Impressions and Comparisons
Updated: Jan 10, 2020
Before I left for India, my dad's coworker and friend, Amit, who had lived in Bangalore for years, wished me a good trip. He told me this: "India is many countries in one. You will find many religions, cultures, languages, traditions, festivals, food, landscape, history, colors, entertainment, and so on. In spite of these various differences, and in spite of various challenges of politics, corruption, caste, income brackets – it somehow works. It even works pretty well, there is still democracy, freedom, respect of core values, and people are happy and making the best." He then said something that has been in my head since I read his parting email: that I would love India, but only if I didn't compare it to Canada or the United States.
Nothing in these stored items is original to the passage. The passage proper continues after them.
Issue #2701, opened 2023-08-09
[Feature] Add Support for Choppers/Sugcane back in


pops64:
CP as always supported choppers since at least FS15(When I started playing). I would love to see them brought back in with support. Most of the code to support this is already there just needs a few tweaks to handle some of the particularities of  Forage Harvester Unloading.

Looked through the code base and from experience in 17. The missing items to add this functionality back in are as follows.

- [x] Combine Driver: Needs to wait until tipper is in range unless turning(Code not present) GDNs [website](https://gdn.giants-software.com/documentation_scripting_fs22.php?version=script&category=1&class=4) on how they do this
- [x] Combine Unloading Driver Needs to handle end of row turn around. Moving out of the way and looping around with enough space to realign with Chopper. The tipper needs be checked if reversible this has and can cause issues with turn maneuvers. It appears most of the code needed to achieve this is already present in CP just need to combine the parts together 
- [x] Combine Unloading Driver needs to handle headlands or disable it complete. Any sharp curve in the headland maneuver caused issues in FS17. The only time CP FS17 was able to handle headlands with choppers where when the course gen was set to Sharp forcing the driver to handle it like a turn. Otherwise it wouldn't be able to stay in range of the chopper or it would collide depending on the curve
- [x] Shifting the Combine Unloading Driver call to chopper when current tipper is almost full instead of the combine as currently coded(Not sure if this is coded when multiple tippers are unloading a combine)
- [x] Choppers can unload both left and right side. An option to pick which side or just always pick the side without fruit(No option always non fruit side 95% of the time)

I really hope this can be added back in. As babysitting a chopper is a PITA and time can be better spent else where. I see autodrive can handle? Never really used AD it was always clunky and I always enjoyed CP being the one stop shop of FS helper automation

Tensuko:
Nothing will be imported from FS17.
If this will be put back into FS22, will import it from FS19 but it still needs more adjustments and needs to be put into a chopperUnloaderDriver to match our new file organisation and not end up as chaotic as in FS19 and before.

Chopper is waiting untill can unload, not sure if there is a big difference, might can adjust this.

The rest will come from FS19 + adjustments that are needed.

However it was never planed so can't rly say if we put it back in.
Maybe next year? Who knows....

There is other stuff that needs to be done first.

pops64:
[...]

PR #2712, opened 2023-08-17
Chopper support

pops64:
Currently 1 Tipper is supported. Correctly selects non fruit side and turns when chopper is finished. Looking for testers as there are lots of edges cases need to be done. 
Things to test as this is almost complete

- [ ] Combines - Nothing Changed code was moved around
- [x] Headlands - Sharp turns or tight turns seems to handle rounded turns just fine
- [x] Sugarcane - Should work but I haven't coded or tested anything. Small work width might cause issues
- [x] AD Interactions Both Chaff and Sugarcane
- [ ] Grass - Haven't tested, this might perform poorly due grass not being a fruit
- [x] Calling a 2nd tipper when current is almost full. This might require some effort but I would like to get it done before finalizing

### DIFF
--- a/config/jobParameters/CombineUnloaderJobParameterSetup.xml
+++ b/config/jobParameters/CombineUnloaderJobParameterSetup.xml
@@ -17,10 +17,12 @@
 			<Values>
 				<Value name="UNLOAD_COMBINE">1</Value>
 				<Value name="UNLOAD_SILO_LOADER">2</Value>
+				<Value name="UNLOAD_CHOPPER">3</Value>
 			</Values>
 			<Texts>
 				<Text>combine</Text>
 				<Text>siloLoader</Text>
+				<Text>chopper</Text>
 			</Texts>
 		</Setting>
 	</SettingSubTitle>
--- a/scripts/ai/AIDriveStrategyChopperCourse.lua
+++ b/scripts/ai/AIDriveStrategyChopperCourse.lua
@@ -389,11 +389,6 @@ function AIDriveStrategyChopperCourse:getUnloader(driver)
     elseif driver == self:getNextUnloader() then
         return self:getNextUnloader()
     end
-    -- if whichUnloader == 'A' then
-    --     return self.unloaders.unloaderA:get()
-    -- elseif whichUnloader == 'B' then
-    --     return self.unloaders.unloaderB:get()
-    -- end
 end
 
 function AIDriveStrategyChopperCourse:updateNextUnloader()
@@ -405,22 +400,7 @@ function AIDriveStrategyChopperCourse:updateNextUnloader()
         self:resetUnloader(self:getNextUnloader())
     end
 
-    -- if self.unloaders.currentUnloader == 'A' then
-    --     self.unloaders.nextUnloader = 'A'
-    --     self.unloaders.currentUnloader = 'B'
-    -- else
-    --     self.unloaders.nextUnloader = 'B'
-    --     self.unloaders.currentUnloader = 'A'
-    -- end
 end
-
--- function AIDriveStrategyChopperCourse:getNextUnloaderID()
---     return self.unloaders.nextUnloader
--- end
-
--- function AIDriveStrategyChopperCourse:getCurrentUnloaderID()
---     return self.unloaders.currentUnloader
--- end
 
 function AIDriveStrategyChopperCourse:getCurrentUnloader()
     return self.unloaders.currentUnloader:get()
--- a/scripts/ai/AIDriveStrategyChopperCourse.lua
+++ b/scripts/ai/AIDriveStrategyChopperCourse.lua
@@ -108,6 +108,12 @@ function AIDriveStrategyChopperCourse:getDriveData(dt, vX, vY, vZ)
     return AIDriveStrategyFieldWorkCourse.getDriveData(self, dt, vX, vY, vZ)
 end
 
+function AIDriveStrategyChopperCourse:start(course, startIx, jobParameters)
+    AIDriveStrategyChopperCourse.superClass().start(self, course, startIx, jobParameters)
+    -- Update the pipeOffset side when we start work  
+    self:updatePipeOffset(startIx)
+end
+
 function AIDriveStrategyCombineCourse:driveUnloadOnField()
     if self.unloadState == self.states.STOPPING_FOR_UNLOAD then
         self:setMaxSpeed(0)
@@ -136,7 +142,7 @@ function AIDriveStrategyChopperCourse:estimateDistanceUntilFull(ix)
     local fillLevel = 1
     local capacity = 1
 
-    -- Choppers don't have fill levels get the trailer we currently are discharging too fill levels
+    -- Choppers don't have fill levels get the trailer we currently are discharging too fill levels. This is for when we have multiple tippers
     fillLevel, capacity = self:getTrailerFillLevel()
 
     if ix > 1 then
@@ -228,36 +234,6 @@ function AIDriveStrategyChopperCourse:getTrailerFillLevel()
     return fillLevel, capacity
 end
 
-function AIDriveStrategyChopperCourse:getFillLevelPercentage()
-    -- Hack to get the combineUnloader driver working
-    return 1
-end
-
---- Make life easier for unloaders, increases reach of the pipe
---- Old code ?? Not used. TO BE DELETED
-function AIDriveStrategyChopperCourse:fixMaxRotationLimit()
-    if self.pipe then
-        local lastPipeNode = self.pipe.nodes and self.pipe.nodes[#self.pipe.nodes]
-        if self:isChopper() and lastPipeNode and lastPipeNode.maxRotationLimits then
-            self.oldLastPipeNodeMaxRotationLimit = lastPipeNode.maxRotationLimits
-            self:debug('Chopper fix maxRotationLimits, old Values: x=%s, y= %s, z =%s', tostring(lastPipeNode.maxRotationLimits[1]), tostring(lastPipeNode.maxRotationLimits[2]), tostring(lastPipeNode.maxRotationLimits[3]))
-            lastPipeNode.maxRotationLimits = nil
-        end
-    end
-end
-
---- Old code ?? Not used. TO BE DELETED
-function AIDriveStrategyChopperCourse:resetFixMaxRotationLimit()
-    if self.pipe then
-        local lastPipeNode = self.pipe.nodes and self.pipe.nodes[#self.pipe.nodes]
-        if lastPipeNode and self.oldLastPipeNodeMaxRotationLimit then
-            lastPipeNode.maxRotationLimits = self.oldLastPipeNodeMaxRotationLimit
-            self:debug('Chopper: reset maxRotationLimits is x=%s, y= %s, z =%s', tostring(lastPipeNode.maxRotationLimits[1]), tostring(lastPipeNode.maxRotationLimits[3]), tostring(lastPipeNode.maxRotationLimits[3]))
-            self.oldLastPipeNodeMaxRotationLimit = nil
-        end
-    end
-end
-
 function AIDriveStrategyChopperCourse:isChopperWaitingForUnloader()
     return self.waitingForTrailer
 end
@@ -344,14 +320,6 @@ function AIDriveStrategyChopperCourse:checkFruit()
             self.fruitLeft, self.fruitRight, tostring(self.fieldOnLeft), tostring(self.fieldOnRight))
 end
 
--- even if there is a trailer in range, we should not start moving until the pipe is turned towards the
--- trailer and can start discharging. This returning true does not mean there's a trailer under the pipe,
--- this seems more like for choppers to check if there's a potential target around
--- Not being used. Replaced by other functions TO BE DELETED
-function AIDriveStrategyChopperCourse:canDischarge()
-    return self.pipeController:getDischargeObject()
-end
-
 -- Return true for no headlands so we can reduce off field pently for our unloader driver
 function AIDriveStrategyChopperCourse:hasNoHeadlands()
     return self.course:getNumberOfHeadlands() == 0
@@ -404,18 +372,3 @@ function AIDriveStrategyChopperCourse:updatePipeOffset(ix)
     --TODO Add a check to see if we are on the last row and if we are set the it to field side
     self:debug('I have left the pipeoffset on the right side')
 end
-
-function AIDriveStrategyChopperCourse:start(course, startIx, jobParameters)
-    AIDriveStrategyChopperCourse.superClass().start(self, course, startIx, jobParameters)
-    -- Update the pipeOffset side when we start work  
-    self:updatePipeOffset(startIx)
-end
-
-
--- -- TODO this code snipet seems to be peppered through out differnt child classes this should be moved higher up the stack
--- function AIDriveStrategyChopperCourse:isFruitAtIx(ix, xOffset, zOffset)
---     local x + xOffset, _, z + zOffset = self.course:getWaypointPosition(ix)
---     local hasFruit = PathfinderUtil.hasFruit(x, z, 1, 1)
---     self:debug('isFruitAtIx %s, x = %.1f, z = %.1f (xOffset = %.1f, zOffset = %.1f', tostring(hasFruit), x, z, xOffset, zOffset)
---     return hasFruit
--- end
--- a/scripts/ai/AIDriveStrategyChopperCourse.lua
+++ b/scripts/ai/AIDriveStrategyChopperCourse.lua
@@ -137,7 +137,6 @@ function AIDriveStrategyChopperCourse:onWaypointPassed(ix, course)
     end
 
     self:checkFruit()
-    self:headingToUpDown(ix)
 
     -- make sure we start making a pocket while we still have some fill capacity left as we'll be
     -- harvesting fruit while making the pocket unless we have self unload turned on
@@ -170,11 +169,11 @@ function AIDriveStrategyChopperCourse:onWaypointPassed(ix, course)
     AIDriveStrategyFieldWorkCourse.onWaypointPassed(self, ix, course)
 end
 
-function AIDriveStrategyChopperCourse:start(course, startIx, jobParameters)
-    AIDriveStrategyChopperCourse.superClass().start(self, course, startIx, jobParameters)
-    -- Update the pipeOffset side when we start work  
-    self:updatePipeOffset(startIx)
-end
+-- function AIDriveStrategyChopperCourse:start(course, startIx, jobParameters)
+--     AIDriveStrategyChopperCourse.superClass().start(self, course, startIx, jobParameters)
+--     -- Update the pipeOffset side when we start work  
+--     self:updatePipeOffset(startIx)
+-- end
 
 function AIDriveStrategyChopperCourse:checkNextUnloader()
     if not self:getUnloader(self:getCurrentUnloaderIdent()) and self:getUnloader(self:getNextUnloader()) then
@@ -451,29 +450,34 @@ function AIDriveStrategyChopperCourse:updatePipeOffset(ix)
     -- Pipe in fruit map can't be used on headlands so always use hasFruit
     -- If fruit is found using our current pipe offset update to the opposite side
     
+    local fruitCheckWaypoint = ix or self.course:getCurrentWaypointIx()
+    self:debug('Fruitwaypoint was set to %d', fruitCheckWaypoint)
+
+    if not self.course:isOnHeadland(fruitCheckWaypoint) then
+        local lRow = self.course:getRowLength(fruitCheckWaypoint)
+        if ixAtRowStart then
+            fruitCheckWaypoint = self.course:getNextWaypointIxWithinDistance(fruitCheckWaypoint,lRow / 2)
+            self:debug('Fruitwaypoint was set to the middle of the row %d', fruitCheckWaypoint)
+        else
+            fruitCheckWaypoint = fruitCheckWaypoint + 20
+            self:debug('Fruitwaypoint was set 20 ahead to couldn\'t determine row length %d', fruitCheckWaypoint)
+        end
+    end
+
     -- Reset the pipeoffset if we where being chased by a unloader driver
     if self.pipeOffsetX == 0 then
         self:setPipeOffsetX()
         self.chaseMode = false
         self:setPipeOffsetZ()
+        self:debug('reset chase mode')
     end
 
-    local storedIx = ix
-    while ix <= storedIx + 10 do
-        if self.course:isTurnStartAtIx(ix) then
-            self:debug('There is a turn at %d check fruit at %d', ix, ix - 10)
-            ix = ix - 10
-            break
-        else
-            ix = ix + 1
-        end
-    end
-    local hasFruit = self:isPipeInFruitAtWaypointNow(self.course, ix, self.pipeOffsetX)
-    self:debug('I found fruit %s at waypoint %d', tostring(hasFruit), ix)
+    local hasFruit = self:isPipeInFruitAtWaypointNow(self.course, fruitCheckWaypoint, self.pipeOffsetX)
+    self:debug('I found fruit %s at waypoint %d', tostring(hasFruit), fruitCheckWaypoint)
     if hasFruit then
         self:debug('I found fruit use the opposite side')
         self.pipeOffsetX = -self.pipeOffsetX
-        hasFruit = self:isPipeInFruitAtWaypointNow(self.course, ix, self.pipeOffsetX)
+        hasFruit = self:isPipeInFruitAtWaypointNow(self.course, fruitCheckWaypoint, self.pipeOffsetX)
         if hasFruit then
             self:debug('I must be on a land row switch to chase mode')
             self.pipeOffsetX = 0
@@ -484,10 +488,10 @@ function AIDriveStrategyChopperCourse:updatePipeOffset(ix)
     end
     local x, _, z = localToWorld(self.storage.fruitCheckHelperWpNode.node, self.pipeOffsetX, 0, 0)
     local fieldPolygon = self.course:getFieldPolygon()
-    if not CpMathUtil.isPointInPolygon(fieldPolygon, x, z) and not self.course:isOnHeadland(ix, 1) then
+    if not CpMathUtil.isPointInPolygon(fieldPolygon, x, z) and not self.course:isOnHeadland(fruitCheckWaypoint, 1) then
         self:debug('No fruit found use but no field found use the oppisote side')
         self.pipeOffsetX = -self.pipeOffsetX
-    elseif self.course:isOnHeadland(ix, 1) then
+    elseif self.course:isOnHeadland(fruitCheckWaypoint, 1) then
             self:debug('I am on a headland enganing chase mode')
             self.pipeOffsetX = 0
             self:setPipeOffsetZ(-self.measuredBackDistance - 2)
@@ -591,10 +595,11 @@ function AIDriveStrategyChopperCourse:callUnloaderWhenNeeded()
         bestUnloader, _ = self:findUnloader(self.vehicle, nil)
         self:debug('callUnloaderWhenNeeded: stopped, need unloader here and I currently don\'t have any unloaders')
         if bestUnloader then
+            self:updatePipeOffset()
             bestUnloader:getCpDriveStrategy():call(self.vehicle, nil, self:getCurrentUnloaderIdent())
         end
         return
-    else
+    elseif not self.chaseMode then
         if not self.waypointIxWhenCallUnloader then
             self:debug('callUnloaderWhenNeeded: don\'t know yet where to meet the unloader')
             return
@@ -645,6 +650,7 @@ function AIDriveStrategyChopperCourse:callUnloaderWhenNeeded()
 end
 
 function AIDriveStrategyChopperCourse:callUnloader(bestUnloader, tentativeRendezvousWaypointIx, bestEte)
+    self:updatePipeOffset()
     if bestUnloader:getCpDriveStrategy():call(self.vehicle,
             self.course:getWaypoint(tentativeRendezvousWaypointIx), self:getNextUnloader()) then
         self.unloaderToRendezvous:set(bestUnloader, 1000 * (bestEte + 30))
@@ -697,10 +703,41 @@ function AIDriveStrategyChopperCourse.isChopper(combine)
     return capacity == math.huge
 end
 
-function AIDriveStrategyChopperCourse:headingToUpDown(ix)
-    self.connectingTrack = self.course:isOnConnectingTrack(ix)
+function AIDriveStrategyChopperCourse:getConnectingTrack()
+    return self.state == self.states.ON_CONNECTING_TRACK
 end
 
-function AIDriveStrategyChopperCourse:getConnectingTrack()
-    return self.connectingTrack
+--- We calculated a waypoint to meet the unloader (either because it asked for it or we think we'll need
+--- to unload. Now make sure that this location is not around a turn or the pipe isn't in the fruit by
+--- trying to move it up or down a bit. If that's not possible, just leave it and see what happens :)
+function AIDriveStrategyChopperCourse:findBestWaypointToUnloadOnUpDownRows(ix, isPipeInFruitAllowed)
+    local dToNextTurn = self.course:getDistanceToNextTurn(ix) or math.huge
+    local lRow, ixAtRowStart = self.course:getRowLength(ix)
+    local currentIx = self.course:getCurrentWaypointIx()
+    local newWpIx = ix
+    self:debug('Looking for a waypoint to unload around %d on up/down row, pipe in fruit %s, dToNextTurn: %d m, lRow = %d m',
+            ix, tostring(pipeInFruit), dToNextTurn, lRow or 0)
+
+    -- Waypoint would be on next row 
+    if ixAtRowStart then
+        -- so we'll have some distance for unloading
+        if dToNextTurn < AIDriveStrategyCombineCourse.safeUnloadDistanceBeforeEndOfRow then
+            local safeIx = self.course:getPreviousWaypointIxWithinDistance(ix,
+                    AIDriveStrategyCombineCourse.safeUnloadDistanceBeforeEndOfRow)
+            newWpIx = math.max(ixAtRowStart + 1, safeIx or -1, ix - 4, currentIx)
+        end
+        -- Waypoint would be on next row 
+        if ixAtRowStart > currentIx then
+            self:debug('Waypoint on next row, rejecting rendezvous')
+            newWpIx = nil
+        end
+    end
+    -- no better idea, just use the original estimated, making sure we avoid turn start waypoints
+    if newWpIx and self.course:isTurnStartAtIx(newWpIx) then
+        self:debug('Calculated rendezvous waypoint is at turn start, moving it up')
+        -- make sure it is not on the turn start waypoint
+        return math.max(newWpIx - 1, currentIx)
+    else
+        return newWpIx
+    end
 end
--- a/scripts/ai/AIDriveStrategyChopperCourse.lua
+++ b/scripts/ai/AIDriveStrategyChopperCourse.lua
@@ -169,12 +169,6 @@ function AIDriveStrategyChopperCourse:onWaypointPassed(ix, course)
     AIDriveStrategyFieldWorkCourse.onWaypointPassed(self, ix, course)
 end
 
--- function AIDriveStrategyChopperCourse:start(course, startIx, jobParameters)
---     AIDriveStrategyChopperCourse.superClass().start(self, course, startIx, jobParameters)
---     -- Update the pipeOffset side when we start work  
---     self:updatePipeOffset(startIx)
--- end
-
 function AIDriveStrategyChopperCourse:checkNextUnloader()
     if not self:getUnloader(self:getCurrentUnloaderIdent()) and self:getUnloader(self:getNextUnloader()) then
         self:debug('checkNextUnloader: I lost my current unloder and I have one that is arriving switch them')
@@ -454,9 +448,9 @@ function AIDriveStrategyChopperCourse:updatePipeOffset(ix)
     self:debug('Fruitwaypoint was set to %d', fruitCheckWaypoint)
 
     if not self.course:isOnHeadland(fruitCheckWaypoint) then
-        local lRow = self.course:getRowLength(fruitCheckWaypoint)
+        local lRow, rowStartIx = self.course:getRowLength(fruitCheckWaypoint)
         if ixAtRowStart then
-            fruitCheckWaypoint = self.course:getNextWaypointIxWithinDistance(fruitCheckWaypoint,lRow / 2)
+            fruitCheckWaypoint = self.course:getNextWaypointIxWithinDistance(startIx,lRow / 2)
             self:debug('Fruitwaypoint was set to the middle of the row %d', fruitCheckWaypoint)
         else
             fruitCheckWaypoint = fruitCheckWaypoint + 20
--- a/scripts/ai/AIDriveStrategyChopperCourse.lua
+++ b/scripts/ai/AIDriveStrategyChopperCourse.lua
@@ -53,6 +53,8 @@ function AIDriveStrategyChopperCourse.new(customMt)
         currentUnloader = CpTemporaryObject(nil),
         nextUnloader = CpTemporaryObject(nil)
     }
+
+    -- Bool to set for special logic when unloader is need to be snugged up against the chopper so we don't drive in the fruit or off the field when unloading
     self.chaseMode = false
     return self
 end
@@ -62,15 +64,13 @@ function AIDriveStrategyChopperCourse:setAllStaticParameters()
     self:checkMarkers()
     AIDriveStrategyChopperCourse.superClass().setAllStaticParameters(self)
 
+    -- Check if we are a sugarcane havester for special handling
     self.isSugarCaneHarvester = self:getSugarCaneHarvester()
 
     -- We need set this as a variable and update left/right side on turns in self:updatePipeOffset()
     self:setPipeOffsetX()
+    -- This is used to increase offset z when being chased instead along side
     self:setPipeOffsetZ()
-    
-    local total, pipeInFruit = self.vehicle:getFieldWorkCourse():setPipeInFruitMap(self.pipeOffsetX, self:getWorkWidth())
-    self:debug('Pipe in fruit map updated, there are %d non-headland waypoints, of which at %d the pipe will be in the fruit',
-            total, pipeInFruit)
 
     self:debug('AIDriveStrategyChopperCourse set')
 
@@ -78,6 +78,7 @@ end
 
 function AIDriveStrategyChopperCourse:initializeImplementControllers(vehicle)
     AIDriveStrategyChopperCourse:superClass().initializeImplementControllers(self, vehicle)
+    -- Need access to chopper controller functions
     local _
     _, self.pipeController = self:addImplementController(vehicle, PipeController, Pipe, {}, nil)
     self.combine, self.chopperController = self:addImplementController(vehicle, ChopperController, Combine, {}, nil)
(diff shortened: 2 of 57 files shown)


pops64:
Does not support the one chaff augur. First guess is the tip side setting something to look int

Tensuko:
About adding translations, pls follow our Wiki Guide.
https://github.com/Courseplay/Courseplay_FS22/wiki/Translations

Tensuko:
From my 1st test, the UI seems to fit, but I already have a few things that needs to be changed/added.

Pls remove the info msg for chopper.
info msg

Use the fruit check area to see on what side the unloader needs to drive. Also on the 1st headland, the unloader have to drive behind the chopper.
fruit check

Make sure the distance is not that high, seems like your pipe offset is not correct calculated.
distance

To solve traffic conflicts, check the combine unloader and implement the same behavior.
traffic

config/jobParameters/CombineUnloaderJobParameterSetup.xml
```diff
@@ -17,10 +17,12 @@
 			<Values>
 				<Value name="UNLOAD_COMBINE">1</Value>
 				<Value name="UNLOAD_SILO_LOADER">2</Value>
+				<Value name="UNLOAD_CHOPPER">3</Value>
```
schwiti6190, line 20: Not a big fan of adding another option here, as this complicates the usage for the player.
Maybe instead of creating a new unload copper strategy, we could keep the combine one for both but 
add a context with dependcy injection depending on the found unload target(combine or chopper)?

scripts/ai/controllers/ChopperController.lua
```diff
@@ -0,0 +1,60 @@
+---@class ChopperController : ChopperController
+
```
schwiti6190, line 2: This controller doesn't follow the convention of the other implement controllers, which are based on Spec's or external mods. Giants doesn't differentiate between combine or chopper, as both have a common combine controller for the common combine specialization. Unless you've got anything special which can be put here.

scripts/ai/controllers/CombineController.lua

India is in itself a new world, and it wouldn't do to try and compare it to the familiar.
I've been trying my hardest to keep this in mind as I work through my first week in India, and for the most part, I feel that I've managed fairly well.
My impression of India has thus far been wholly positive: the organized chaos of driving, traffic, and crossing the street is a rush of adrenaline and entertainment, the food is new and exciting every meal, and the history I've already seen is a new style and age I've never experienced before. In talking to friends and family back home, I have told them how happy I am to have the chance to have this be my reality for a few months. But how much of these impressions are in reality comparisons to what I was living before? How long before I get tired of all this "new" and my "impressions" become negative?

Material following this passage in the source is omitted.